2021SC@SDUSC
总览
本篇为对LogicalPlanBuilder类进行分析的第二篇,LogicalPlanBuilder类主要分析的是在生成逻辑执行计划的过程中方法的调用。首先将语法树的各个节点转换为对应LogicalPlan节点,然后将生成解析后的逻辑算子树,最后将一系列优化规则应用在逻辑算子树中,确保结果正确的前提下改进低效结构,生成优化后的逻辑算子树.LogicalPlanBuilder负责构建Operator。Operator中包含名称、Schema、包装成LogicalExpressionPlan的运行参数等信息(以及requestedParallelism、mCustomPartitioner等用户自定义的Hadoop MapReduce运行配置信息)。
代码分析
getProjectExpList()
该方法的主要目的是得到项目的表达式列表,首先从读入的逻辑表达式列表中读取数据,然后因为ProjExpr最初连接到CubeOp,请将其重新附加到指定的运算符。然后将多维数据集运算符的前置运算符与foreach运算符连接,并将多维数据集运算符与其前置运算符断开连接,最后断开多维数据集操作符与计划的连接。
private List<LogicalExpression> getProjectExpList(List<LogicalExpressionPlan> lexpPlanList,
LogicalRelationalOperator lro) throws FrontendException {
List<LogicalExpression> leList = new ArrayList<LogicalExpression>();
for (int i = 0; i < lexpPlanList.size(); i++) {
LogicalExpressionPlan lexp = lexpPlanList.get(i);
LogicalExpression lex = (LogicalExpression) lexp.getSources().get(0);
Iterator<Operator> opers = lexp.getOperators();
while (opers.hasNext()) {
Operator oper = opers.next();
try {
((ProjectExpression) oper).setAttachedRelationalOp(lro);
} catch (ClassCastException cce) {
throw new FrontendException("Column project expected.", cce);
}
}
leList.add(lex);
}
return leList;
}
private void injectForeachOperator(SourceLocation loc, LOCube op, LOForEach foreach)

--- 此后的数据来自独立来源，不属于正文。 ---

PR #5314, opened 2025-09-20
Issue 5196

### LINKED ISSUE #5196: GET v1/tag/policy/$policy_uuid returns ALL tags in the system
### Current Behavior

A

### Steps to Reproduce

1. Define 2 tags
2. Add 1 tag to policy
3. Call api/v1/tag/policy/c2ef20f3-2aec-4061-a3b1-2fbd2cd5e9a5
4. Observe both tags are returned

### Expected Behavior

A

throws FrontendException {
// connect the foreach operator with predecessors of cube operator
List<Operator> opers = op.getPlan().getPredecessors(op);
for (Operator oper : opers) {
OperatorPlan foreachPlan = foreach.getPlan();
foreachPlan.connect(oper, (Operator) foreach);
}
opers = foreach.getPlan().getPredecessors(foreach);
for (Operator lop : opers) {
List<Operator> succs = lop.getPlan().getSuccessors(lop);
for (Operator succ : succs) {
if (succ instanceof LOCube) {
succ.getPlan().disconnect(lop, succ);
succ.getPlan().remove(succ);
}
}
}
}
combineCubeOperations()
该方法为连接多维数据集,如果连续发生多个多维数据集操作,则可以按多维数据集(a,b)、多维数据集(c,d)将其组合在一起按多维数据集(a、b、c、d)列出的多维数据集关系。扫描并执行列投影合并。当多维数据集操作序列在末尾发生时,如(多维数据集、汇总、多维数据集、多维数据集),需要进行此检查,在这种情况下,endIdx将大于startIdx,如果合并,则删除标记为要删除的列投影。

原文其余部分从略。